Prompt
Give back exactly the lines of the data below, starting with the line that has "let the cycle" and going on through the line that has "threshold. **I did".

--- Excerpted records Enclosed Below ---

PR #1464, opened 2024-05-16
Refactor reading routine with potential buffer overflow

aradi:
Code produced by the NAG compiler was crashing at this point

### DIFF
--- a/src/dftbp/solvation/gbsafile.F90
+++ b/src/dftbp/solvation/gbsafile.F90
@@ -199,7 +199,7 @@ contains
 
 
   !> Read a whole line from a formatted IO unit
-  subroutine nextLine(lineReader, line, lineno, file, iostat, node)
+  subroutine nextLine(lineReader, line, lineno, file, node)
 
     !> Line reader able to provide the next line from an open file
     type(TLineReader), intent(inout) :: lineReader
@@ -211,13 +211,10 @@ contains
     integer, intent(inout) :: lineno
 
     !> Name of the parametrisation file
-    character(len=*), intent(in), optional :: file
+    character(len=*), intent(in) :: file
 
-    !> Node for error handling
-    type(fnode), pointer, optional :: node
-
-    !> Error code
-    integer, intent(out), optional :: iostat
+    !> Node (needed for generating error messages)
+    type(fnode), pointer, intent(in) :: node
 
     integer :: iErr
     character(len=lc) :: errorStr, iomsg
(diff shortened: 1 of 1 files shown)


src/dftbp/solvation/gbsafile.F90
```diff
@@ -216,62 +219,26 @@ subroutine nextLine(unit, line, lineno, file, iostat, node)
...
 
-    read(unit, '(a)', advance='no', iostat=iErr, iomsg=iomsg, size=length) line
-    if (length >= len(line)) then
+    if (present(iostat)) then
+      iostat = iErr
+    else if (iErr /= 0) then
       if (present(file)) then
-        write(errorStr, '(a, "(", i0, "):", 1x, a)') &
-            & trim(file), lineno, "too many characters, line truncated"
+        write(errorStr, '(a, "(", i0, "):", 1x, a)') trim(file), lineno,&
```
bhourahine, line 232: How about a more informative message, something like:
While reading file XXX, an error was encountered on line YYY
?

src/dftbp/solvation/gbsafile.F90
```diff
@@ -216,62 +219,26 @@ subroutine nextLine(unit, line, lineno, file, iostat, node)
...
+            & "encountered error while reading line"
       else
         write(errorStr, '(a, 1x, i0, ":", 1x, a)') &
-            & "line", lineno, "too many characters, line truncated"
+           & "line", lineno, "encountered error while reading line"
```
bhourahine, line 236: Likewise:
Encountered an error when reading line YYY

src/dftbp/solvation/gbsafile.F90
```diff
@@ -216,62 +219,26 @@ subroutine nextLine(unit, line, lineno, file, iostat, node)
...
 
     lineno = lineno + 1
+    call lineReader%readLine(line, iErr)
 
-    read(unit, '(a)', advance='no', iostat=iErr, iomsg=iomsg, size=length) line
-    if (length >= len(line)) then
+    if (present(iostat)) then
+      iostat = iErr
+    else if (iErr /= 0) then
       if (present(file)) then
```
bhourahine, line 231: Am I missing something, or is file always present in calls to this routine?

bhourahine (commented):
Seems correct, but not sure if there is anything weird about the parameter files.

src/dftbp/solvation/gbsafile.F90
aradi: Fair enough. I've reduced the routine now to the bare minimum according to the actual use cases.

aradi:
Should be fine now. Changed error message and eliminated all superfluous code path in `nextLine()`

bhourahine (approved):
Other than updating and possibly squashing, could you add a comment in the commit log to the effect that the nexline routine now only reads from a named file, as was never called with a unit.

PR #1893, opened 2026-07-27
Add partial diagonalisation for the ELPA solver

RizzoHou:
This implements the generalisation of the partial diagonalisation you sketched
in your last two mails: start from a specified number of empty states, increase
it during the self-consistent cycle if it turns out to be too small, and do not
let the cycle finish while there is no completely empty state.

## Interface

```
Solver = ELPA {
  Mode = 2
  PreferElsi = Yes
  EmptyStates = 8
}
```

The default is a negative value, which calculates the whole spectrum exactly as
before, so nothing changes for existing inputs.

## How the count is chosen

`EmptyStates` is a starting value only. After each diagonalisation the highest
calculated state is compared with the chemical potential. If it does not lie far
enough above it, the number of empty states is doubled and `tConverged` is
forced false for that iteration, so early iterations tolerate too few empty
states but the converged result cannot be missing occupied ones.

The distance uses your energy-cutoff heuristic rather than an occupation
threshold. **I did not use the multipliers from your mail, and I would like your
view on this.** You suggested ~7 widths for Fermi and ~4 for Methfessel-Paxton
and Gaussian. Those two are not equivalent in the size of what they discard: the
Fermi-Dirac occupation at 7 kT is 1/(1+e^7) = 9.1e-4, while erfc(4)/2 = 7.7e-9.
Empirically 7 kT was too loose — `spin/Fe4_ELPA_2group` (Methfessel-Paxton,
500 K) stalled at an SCC error of ~1.5e-7 against a tolerance of 1e-8, because
the neglected tail leaves a systematic charge error the cycle cannot remove.

So I took the principle from your mail (the point where the filling becomes
numerically insignificant) and solved for it at a target occupation of 1e-10,
giving 24 widths for Fermi-Dirac and 5 for the Gaussian family. These are named
constants in one place and easy to change if you would rather have different
values. For gapped systems the larger Fermi window costs nothing: SiC at 1000 K
is still satisfied by a single empty state.

## Structure

- `elecsolvers/partialdiag.F90` (new) holds the state counting and the
  sufficiency test, with no solver or MPI dependency, so it is unit tested
  directly. The same machinery could later drive a range-limited ScaLAPACK
  solver.
- `TElsiSolver_setNState` rebuilds the ELSI handle, since the number of states
  is fixed at `elsi_init`. The electronic broadening is remembered and applied
  to the new handle, as it is set outside the solver setup and would otherwise
  fall back to the library default.
- `TElectronicSolver_setNState` additionally clears the cached Cholesky
  factorisation. This was a real bug during development: the freshly built
  handle factorises the overlap itself, but DFTB+ was handing it the stored
  factorisation from the previous handle, and ELPA failed with a Cholesky error.
- The charge mixer keeps its history across an increase. Restarting it was
  measured to cost iterations without changing the result.

## Restrictions

Rejected with an explanatory error for a non-SCC calculation, since the count
can only grow during the self-consistent cycle, and when combined with anything
that needs the states left out: excited state and perturbation calculations,
electron dynamics, Delta DFTB, REKS, custom occupations, non-collinear spin,
eigenvector output, and projecting the eigenstates onto regions. Also rejected
for `IndependentKFilling`, which gives a chemical potential per k-point while
the sufficiency test only receives their weighted average. Also rejected when
ELPA is called directly rather than through ELSI, since only the ELSI path is
wired up here; the direct path could follow with the same machinery.
`EmptyStates = 0` is rejected too, as the stop criterion itself needs one empty
state.

## Validation

Built with Intel oneAPI 2025.3 + MKL against ELSI 2.12.0 and ELPA 2024.05.001.

Full test suites: 404/407 serial and 314/316 MPI pass; the 3 (2) failures are
`solvation/gbsa_param*`, which fail on this machine for a missing parameter file
and are unrelated.

Every case below was run with the full spectrum and then with a partial
diagonalisation, and the autotest tags compared:

| case | EmptyStates | growth steps | worst deviation |
|---|---|---|---|
| `scc/C60_Fermi` (Fermi 1000 K, fixed Ef) | 1 / 4 / 32 | 2 / 0 / 0 | 1.3e-9 / 6.6e-14 / 1.0e-12 |
| `scc/C60` (Fermi 400 K) | 1 / 4 / 32 | 0 / 0 / 0 | 4.3e-14 / 4.3e-14 / 4.3e-14 |
| `solvers/Si32C32_ELPA2` (0 K) | 1 / 4 / 32 | 0 / 0 / 0 | 3.0e-13 / 2.0e-13 / 3.0e-13 |
| `solvers/Fe4_ELPA_2group` (MP 500 K, spin, 2 groups) | 1 / 4 / 32 | 2 / 0 / 0 | 4.8e-8 / 1.7e-9 / 0.0 |

The Fe4 case at `EmptyStates = 1` converges in 48 iterations against 47 for the
full spectrum, to the same energy, after two adaptive increases.

New `solvers/Si32C32_ELPA2_partial` regression test: same system at 2000 K
starting from one empty state, which takes four increases and ends up
calculating 144 of 256 states. Its reference tag is the output of the identical
input with the `EmptyStates` line removed, so the test asserts exactly the
property of interest. Verified at 1, 2 and 4 MPI processes.

New unit test collection `test/src/dftbp/unit/elecsolvers` covering the occupied
state count for the three spin cases, the energy windows, the doubling and its
saturation, and the sufficiency test across k-points and spin channels.

## Open question

Eigenvalues above the calculated range are left at zero, since the arrays are
sized for the full basis. They have zero occupation so nothing physical depends
on them, but they are written to `band.out` and `detailed.out` as a block of
levels at 0 eV, which is misleading. I have documented it in the manual for now.
Slicing the output to the calculated states, or filling the remainder with a
clearly invalid value, are both easy to add if you have a preference.


doc/dftb+/manual/dftbp.tex
```diff
@@ -2530,6 +2531,33 @@ \subsubsection{ELPA}
 \item[\is{AutotuneFile}] The ELPA autotune state is stored in this file.
   If present at startup, the autotuning process is resumed using its previous
   state. (default: \is{elpa\_autotune\_state.out})
+\item[\is{EmptyStates}] Number of empty states to calculate in addition to the
```
bhourahine:
```suggestion
\item[\is{EmptyStates}] Number of empty states to calculate, in addition to the
```

doc/dftb+/manual/dftbp.tex
```diff
@@ -2530,6 +2531,33 @@ \subsubsection{ELPA}
...
+  states needed to hold the electrons of the system. A negative value (the
+  default) requests the complete spectrum, which is the usual behaviour.
+
+  A positive value switches on partial diagonalisation, where the solver only
+  returns the lowest states. Since the states left out are unoccupied,
```
bhourahine:
```suggestion
  returns the lowest occupied states. Since the states left out are unoccupied,
```

doc/dftb+/manual/dftbp.tex
```diff
@@ -2530,6 +2531,33 @@ \subsubsection{ELPA}
...
+  they do not contribute to the density matrix, and calculating them is
+  avoidable work. The count given here is only a starting value: whenever the
```
bhourahine:
```suggestion
  avoidable work. The count you provide here is only a starting value: whenever the
```

doc/dftb+/manual/dftbp.tex
```diff
@@ -2530,6 +2531,33 @@ \subsubsection{ELPA}
...
+  highest calculated state is not far enough above the chemical potential for
```
bhourahine:
```suggestion
  highest calculated state is not far enough above the electronic chemical potential for
```

doc/dftb+/manual/dftbp.tex
```diff
@@ -2530,6 +2531,33 @@ \subsubsection{ELPA}
...
+  its occupation to be negligible, the number of empty states is doubled and
+  the self-consistent cycle continues, so that the calculation cannot converge
+  while states which might be occupied are missing. The distance required above
```
bhourahine:
```suggestion
  while states which should be (partially) occupied are missing. The energy of states required above
```

doc/dftb+/manual/dftbp.tex
```diff
@@ -2530,6 +2531,33 @@ \subsubsection{ELPA}
...
+  the chemical potential is the point at which the occupation of a state falls
+  below $10^{-10}$, which is 24 times the broadening width for \is{Fermi}
```
bhourahine:
```suggestion
  below $10^{-10}$ e, which is 24 times the broadening width for \is{Fermi}
```

doc/dftb+/manual/dftbp.tex
```diff
@@ -2530,6 +2531,33 @@ \subsubsection{ELPA}
...
+  filling and 5 times for the \is{Gaussian} and \is{MethfesselPaxton} schemes.
+
+  This option is currently only available when ELPA is called through the ELSI
+  library (see \is{PreferElsi}), and cannot be combined with calculations which
+  need the states that would be left out. These are excited state and
```
bhourahine:
```suggestion
  need the states that would be left out. These are currently excited state and
```

doc/dftb+/manual/dftbp.tex
```diff
@@ -2530,6 +2531,33 @@ \subsubsection{ELPA}
...
+  perturbation calculations, electron dynamics, $\Delta$DFTB, custom
+  occupations, non-collinear spin, and writing the eigenvectors. Note also that
+  eigenvalue output above the calculated states is not meaningful.
```
bhourahine:
```suggestion
  eigenvalues outputted above the calculated states are not meaningful.
```

doc/dftb+/manual/dftbp.tex
```diff
@@ -2530,6 +2531,33 @@ \subsubsection{ELPA}
...
+
+  The value given should be a sensible guess for the system, rather than the
+  smallest number which happens to work. Starting from too few states costs
+  extra iterations, and for systems with more than one self-consistent solution
```
bhourahine:
```suggestion
  extra iterations, and for systems with more than one possible self-consistent solution,
```

test/app/dftb+/solvers/Si32C32_ELPA2_partial/dftb_in.hsd
```diff
@@ -0,0 +1,116 @@
...
+  }
+  MaxAngularMomentum = {
+    Si = "p"
+    C = "p"
+  }
+  Filling = Fermi {
+    Temperature [Kelvin] = 2000.0
+  }
+  SlaterKosterFiles = {
+    Si-Si = "./Si-Si.skf"
```
bhourahine, line 93:
```suggestion
    Prefix = "Prefix = "slakos/origin/pbc-0-3/""
    Si-Si = "./Si-Si.skf"
```
This would allow the symlinks for the individual files to be removed.

test/app/dftb+/solvers/Si32C32_ELPA2_partial/dftb_in.hsd
```diff
@@ -0,0 +1,116 @@
...
+Analysis = {
+  CalculateForces = Yes
+}
+
+Options = {
+  WriteAutotestTag = Yes
+}
+
+ParserOptions = {
+  ParserVersion = 5
```
bhourahine:
```suggestion
  ParserVersion = 14
```
as the current version

test/app/dftb+/solvers/Si32C32_ELPA2_partial/dftb_in.hsd
```diff
@@ -0,0 +1,116 @@
...
+    C-Si = "./C-Si.skf"
+    C-C = "./C-C.skf"
+  }
+  KPointsAndWeights = {
+   0.0 0.0 0.0 1.0
+  }
+}
+
+Analysis = {
+  CalculateForces = Yes
```
bhourahine:
```suggestion
  PrintForces = Yes
```

src/dftbp/dftbplus/initprogram.F90
```diff
@@ -7589,4 +7601,71 @@ end subroutine overrideContactCharges
 #:endif
 
 
+  !> Sets up the state counting for a partial diagonalisation, checking that the requested
+  !> calculation does not need the states which would be left out.
```
bhourahine:
```suggestion
  !> calculation does not need the states which would be left out in partial diagonalisation.
```

src/dftbp/dftbplus/initprogram.F90
```diff
@@ -7589,4 +7601,71 @@ end subroutine overrideContactCharges
...
+  subroutine initPartialDiag_(partialDiag, ctrl, nOrb, nEl, nSpin, isEigenSolver)
```
bhourahine, line 7606: Should this not also test if the calculation is required to be self-consistent? As the algorithm requires a self-consistent cycle.

src/dftbp/dftbplus/main.F90
```diff
@@ -1547,6 +1532,13 @@ subroutine processGeometry(this, env, iGeoStep, iLatGeoStep, tWriteRestart, tSto
             & tStopScc, errStatus)
         if (errStatus%hasError()) call error(errStatus%message)
 
+        if (.not. this%electronicSolver%partialDiag%isSufficient) then
+          ! the states calculated so far do not reach far enough above the chemical potential for
```
bhourahine:
```suggestion
          ! the states calculated so far do not reach high enough above the chemical potential for
```

src/dftbp/dftbplus/main.F90
```diff
@@ -3394,6 +3397,54 @@ subroutine getDensityFromDenseDiag(env, denseDesc, ints, neighbourList, symNeigh
   end subroutine getDensityFromDenseDiag
 
 
+  !> Asks the solver for more empty states, after the last diagonalisation was found not to have
+  !> returned enough of them.
+  !>
+  !> The charge mixer is restarted as well: its history was built from densities which were missing
```
bhourahine: Possibly using incorrect densities is not so bad, this should eventually be tested.

src/dftbp/elecsolvers/elecsolvers.F90
```diff
@@ -197,6 +202,26 @@ pure function providesEigenvalues(iSolver)
...
+    !> Number of states to calculate from now on
+    integer, intent(in) :: nState
+
+    if (this%isElsiSolver) then
+      call this%elsi%setNState(nState)
+    end if
+
+    ! The solver instance is built again for the new number of states, so it will factorise the
+    ! overlap once more. That needs the original matrix, not the stored factorisation.
+    this%hasCholesky(:) = .false.
```
bhourahine, line 220: I'm not sure if this is needed, as the Choleskii factorisation is distinct from the regular eigensolution (I will check the ELPA documentation).

src/dftbp/elecsolvers/partialdiag.F90
```diff
@@ -0,0 +1,230 @@
...
+  !> otherwise leave a systematic error behind which the self-consistent cycle cannot remove.
+  real(dp), parameter :: negligibleFilling = 1.0e-10_dp
+
+  !> Multiple of the broadening width above the chemical potential at which the Fermi-Dirac
+  !> occupation 1 / (1 + exp(x)) falls below negligibleFilling, which is ln(1 / f - 1) = 23.0,
+  !> rounded up.
+  real(dp), parameter :: nWidthsFermi = 24.0_dp
+
+  !> Same for the Gaussian and Methfessel-Paxton schemes, where the occupation follows
+  !> erfc(x) / 2, reaching negligibleFilling at 4.6 widths.
```
bhourahine: It is actually easier to obtain from the underlying gaussian broadening function of the level, which is just exp(-x**2),  instead of the filling function which as you note requires the erfc.
Also:
```suggestion
  !! erfc(x) / 2, reaching negligibleFilling at 4.6 widths.
```

src/dftbp/elecsolvers/partialdiag.F90
```diff
@@ -0,0 +1,230 @@
...
+    !> Number of states to calculate
+    integer :: nState
+
+    nState = min(this%nOccupied + this%nEmpty, this%nOrb)
+
+  end function TPartialDiag_getNState
+
+
+  !> Tests whether the calculated states extend far enough above the chemical potential that the
+  !> states which were not calculated are certainly empty.
```
bhourahine:
```suggestion
  !! states which were not calculated are certainly empty.
```

src/dftbp/elecsolvers/partialdiag.F90
```diff
@@ -0,0 +1,230 @@
...
+  !>
```
bhourahine:
```suggestion
  !!
```

src/dftbp/elecsolvers/partialdiag.F90
```diff
@@ -0,0 +1,230 @@
...
+  !> The test is applied to the highest calculated state of every k-point and spin channel, as the
```
bhourahine:
```suggestion
  !! The test is applied to the highest calculated state of every k-point and spin channel, as the
```

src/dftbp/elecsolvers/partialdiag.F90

--- End of Enclosed Excerpted records ---

Result of this task
let the cycle finish while there is no completely empty state.

## Interface

```
Solver = ELPA {
  Mode = 2
  PreferElsi = Yes
  EmptyStates = 8
}
```

The default is a negative value, which calculates the whole spectrum exactly as
before, so nothing changes for existing inputs.

## How the count is chosen

`EmptyStates` is a starting value only. After each diagonalisation the highest
calculated state is compared with the chemical potential. If it does not lie far
enough above it, the number of empty states is doubled and `tConverged` is
forced false for that iteration, so early iterations tolerate too few empty
states but the converged result cannot be missing occupied ones.

The distance uses your energy-cutoff heuristic rather than an occupation
threshold. **I did not use the multipliers from your mail, and I would like your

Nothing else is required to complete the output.